In front of our public "medical office" consisting of a table and two chairs, a never ending queue of mothers with small children was lining up. With the help of our nurses we inquired about health problems, examined, stitched up wounds, opened up abscesses, distributed antibiotics, cough syrup, pain killers, consoled as good as possible. At the end of the day we were exhausted and once again I was feeling very helpless.

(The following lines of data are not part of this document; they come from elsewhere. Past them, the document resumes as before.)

PR #1772, opened 2026-06-23
Add PausableOwnable for an owner-gated pause switch

Jim8y:
## Summary

`Pausable` ships `Pause`/`Unpause` as `protected` methods with **no access control**, and no documentation of that fact. An author who exposes them through a public method without adding an owner check creates a contract where **any caller can pause it**, denying service to every guarded method.

This adds **`PausableOwnable`**, the safe-by-default circuit breaker: it combines `Ownable` with a paused flag so `Pause` and `Unpause` are public but require the owner's witness. It is the form the audit recommends (a `PausableOwnable`, or making `Pause` take an owner check).

## Behavior

- `Pause()` / `Unpause()` — public, owner-gated (`IsOwner()`), assert the paused-state precondition, write storage **before** emitting `Paused`/`Unpaused(owner)`. Not `[Safe]`.
- `Paused` — `[Safe]` pure read.
- `WhenNotPaused()` / `WhenPaused()` — `protected` guards authors call at the top of their own methods.
- Storage `0xFE` (paused) + inherited `0xFF` (owner) do not collide.

It also documents on `Pausable` that its `Pause`/`Unpause` are unguarded and must be wrapped with an authorization check, pointing readers to `PausableOwnable` for the owner-gated default.

## Testing

`PausableOwnableTest` (9 cases): owner can pause/unpause with events, a non-owner cannot pause or unpause, pause-when-paused and unpause-when-not-paused abort, the `WhenNotPaused` and `WhenPaused` guards gate business methods, and the manifest safe-flag + ABI-exclusion surface (protected guards absent). Full framework suite green.


src/Neo.SmartContract.Framework/PausableOwnable.cs
```diff
@@ -0,0 +1,102 @@
...
+
+            ExecutionEngine.Assert(Paused, "contract is not paused");
+            Storage.Delete(new[] { Prefix_Paused });
+            OnUnpaused(GetOwner());
+        }
+
+        /// <summary>
+        /// Guard for an author's method that must only run while the contract is not paused.
+        /// </summary>
+        protected static void WhenNotPaused() => ExecutionEngine.Assert(!Paused, "contract is paused");
```
shargon: Create Attributes are more friendly

ajara87 (approved):

Wi1l-B0t (approved):

src/Neo.SmartContract.Framework/PausableOwnable.cs
Jim8y: Addressed earlier. PausableOwnable now uses the pause modifier attributes.

shargon (approved):

PR #1773, opened 2026-06-23
Flag storage prefixes that collide with an inherited base's reserved prefix

Jim8y:
## Summary

`NC4056` (`StorageKeyCollisionAnalyzer`) only compared a contract's own `StorageMap`/`LocalStorageMap` prefixes against each other, so it missed the more common footgun: a contract that **inherits `Ownable` or `Pausable`** and then builds a `StorageMap` with that base class's reserved prefix.

`Ownable` stores its owner under `0xFF` and `Pausable` its paused flag under `0xFE`. A derived contract that reuses those prefixes silently shares the base's storage namespace — corrupting the stored owner or paused state — with no diagnostic today.

## How

Before scanning the contract's own `StorageMap` fields, seed the per-class prefix set with the reserved prefixes of any inherited framework base (`Ownable` → `0xFF`, `Pausable` → `0xFE`). The existing collision check then fires when a derived contract reuses one. This **reuses the existing `NC4056` rule** (no new diagnostic id); the message names the base class whose prefix is being reused.

A contract that does **not** inherit the base is unaffected and may use any prefix, so there are no false positives.

## Testing

Adds positive tests for both reserved prefixes and negatives: a non-inheriting contract using `0xFF` (no warning) and an inheriting contract using a different prefix (no warning). Full analyzer suite green (171).


Wi1l-B0t (dismissed):
Simple Patch.

ajara87 (dismissed):

shargon (commented):
I love it, could you add also Tokens nep17 and 11?

Jim8y:
Added the reserved prefixes for Ownable2Step, PausableOwnable, AccessControl, and RoyaltyNep11Token too.

ajara87 (approved):

shargon (approved):

src/Neo.SmartContract.Analyzer/StorageKeyCollisionAnalyzer.cs
```diff
@@ -35,7 +35,23 @@ public sealed class StorageKeyCollisionAnalyzer : DiagnosticAnalyzer
...
+        private static readonly Dictionary<string, byte[]> ReservedBasePrefixes = new(StringComparer.Ordinal)
+        {
+            ["global::Neo.SmartContract.Framework.Ownable"] = [0xFF],
+            ["global::Neo.SmartContract.Framework.Ownable2Step"] = [0xFD, 0xFC],
+            ["global::Neo.SmartContract.Framework.Pausable"] = [0xFE],
+            ["global::Neo.SmartContract.Framework.PausableOwnable"] = [0xFE],
+            ["global::Neo.SmartContract.Framework.AccessControl"] = [0xFB],
+            ["global::Neo.SmartContract.Framework.TokenContract"] = [0x00, 0x01],
+            ["global::Neo.SmartContract.Framework.Nep17Token"] = [0x00, 0x01],
+            ["global::Neo.SmartContract.Framework.Nep11Token`1"] = [0x02, 0x03, 0x04],
```
Wi1l-B0t, line 52: Why 'Nep11Token`1', not  'Nep11Token' ?

Jim8y: It uses Roslyn's MetadataName. Generic types include their arity there, so Nep11Token<T> is Nep11Token`1.

Wi1l-B0t (approved):

ajara87:
@shargon  could you merge?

The proverbial drop on a very hot stone.

The children of Tondo owe a lot to Dr. Hubert Hayek. It was him, who initiated a vaccination program with great enthusiasm, which outlasted our mission for a long time, since our successors in Tondo were continuing the effort.

The workload of our dentist Dr. Thomas Schairer cannot be overestimated. In my opinion he saved and pulled more teeth than ever before in his career. As far as I know he is still working in the Philippines in his vacation.

In 1995 under president Fidel Ramos, the dwellings of the residents of Smokey Mountain were vacated by force and subsequently destroyed. Consequently most people were deprived of their means of existence. Only half of the houses, the slum dwellers had been promised as compensation were built and promised income opportunities did not materialize.

Greenery was planted on  this mountain of refuse but on most parts you will see the wretched huts again. In the meantime other trash dumps have opened in Tondo. Making use of the excretions of a Metropolis of something between 12 to 15 million is still going on. It is estimated that up to 50% of the inhabitants of Metro-Manila are living under slum conditions.

One day we visited Tala, a leprosy village not far from Tondo. Leprosy is not very contagious and can be treated efficiently nowadays. The cause of this infectious disease is always poor hygiene and weakness of the immune system due to malnutrition. It was the first time that I came into contact with this affliction which is more or less eradicated in Europe. But here all stages were to be seen, up to advanced disfigurations of face and limbs.

Owing to the tireless work of Dr. Otto Paulischek, physician from Krefeld, the leprosy village even today gets generous support. Dr. Paulischekis is one of the earliest members of "Ärzte für die 3.Welt" and well over 90 years.

Another trip lead us to Salapandan, a small village in the northern province of Abra. I will never forget travelling through this impressive landscape and probably around 200 patients ervery day queuing up  in front of our improvised "doctors office". Without our English speaking nurses we would have been totally helpless. In the evening we were invited to a festive meal, singing and dancing.

The island of Palawan can be reached by plane from Manila in one hour and was our last destination. Having arrived in Puerta Princesa, the capital of Palawan, we were confronted - and not for the first time - with the imponderabilities of the Philippine health system. Obviously the administration had let it be known everywhere, the German doctors would operate on anyone, who turned up at the hospital. So we were awaited by a big crowd, patients wishing for alleviation and healing. Being totally unprepared for this request and since there was not even a surgeon among us, we could not comply of course. The gouverneur bid to an opulent meal, held out the prospect of more relaxing days to come - which we declined. There were only a few drugs in the pharmacy of the hospital - a chapter of its own, because most medication ended up in the pockets of those sitting next to the source and were eventually handed out to relatives or sold privately. So, with the generous help of the bishop and our own money we bought what was necessary in the local pharmacy, were allowed to use the bishops car and were on our way to a small village, where no physician had been sighted for ages. We received a warm-hearted welcome and tried to do our best.

It is difficult to summarize all those impressions:
anyway I humbly and pensively returned to the sophisticated operation theaters of my hospital.

In 1985 I privately undertook a journey to the Philippines again and worked part of my holiday in the Canossian Health Care and Social Center.